Segment Start: Stored data
PR #3522, opened 2023-03-20
Do not add xbf files to UpToDateCheckInput as they are output files.

jlaanstra:
Fixes ADO#43580700. We've tested this fix for the last two weeks inside Phone Link and have seen significant improvements in inner dev loop for xaml files and observed no other issues with this. /cc @bpulliam 

WARNING:


jlaanstra:
@bpulliam buildfailure doesn't look related to this change?

Scottj1s:
Hmm, build log says "StageAndPack was canceled"

/azp run

Scottj1s:
@rohanp-msft any concerns here?

rohanp-msft:
I think the change itself is fine. I'm thinking about the duplicate logic in `_GenerateProjectPriConfigurationFiles`. I'll reply soon for that. Also, FYI @loneursid (ownership of MRT has been transferred).

---
In reply to: [1480287836](https://github.com/microsoft/WindowsAppSDK/pull/3522#issuecomment-1480287836) [](http://example.com/codeflow?ancestors=1480287836,1480287836)

jlaanstra:
> I think the change itself is fine. I'm thinking about the duplicate logic in `_GenerateProjectPriConfigurationFiles`. I'll reply soon for that. Also, since ownership of MRT has been transferred, FYI @loneursid.
> 
> In reply to: [1480287836](https://github.com/microsoft/WindowsAppSDK/pull/3522#issuecomment-1480287836)

You still want to reference the xbf for the pri file I think?

rohanp-msft:
> > I think the change itself is fine. I'm thinking about the duplicate logic in `_GenerateProjectPriConfigurationFiles`. I'll reply soon for that. Also, since ownership of MRT has been transferred, FYI @loneursid.
> > In reply to: [1480287836](https://github.com/microsoft/WindowsAppSDK/pull/3522#issuecomment-1480287836)
> 
> You still want to reference the xbf for the pri file I think?

Yeah. I think we should keep _GenerateProjectPriConfigurationFiles as is.

rohanp-msft:
@jlaanstra Any thoughts on why there is perf improvement with this change? If there is a change in an XBF, I would think there would be a corresponding change in the corresponding XAML file. In that case, the incremental build behavior will be the same if we used XAML files instead of XBF files in `UpToDateCheckInput`.

jlaanstra:
> @jlaanstra Any thoughts on why there is perf improvement with this change? If there is a change in an XBF, I would think there would be a corresponding change in the corresponding XAML file. In that case, the incremental build behavior will be the same if we used XAML files instead of XBF files in `UpToDateCheckInput`.

There is no perf improvements to a single build. However, without this change VS will always consider every subsequent build out of date as the xbf file was marked as an input file, but it was modified after the build started.

rohanp-msft (approved):
:shipit:

jlaanstra:
@Scottj1s let's merge this?

Scottj1s (approved):

rohanp-msft:
FYI @loneursid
Segment End: Stored data
Look through the entries and return every line where "want" appears.

* **Task response**
You still want to reference the xbf for the pri file I think?
> You still want to reference the xbf for the pri file I think?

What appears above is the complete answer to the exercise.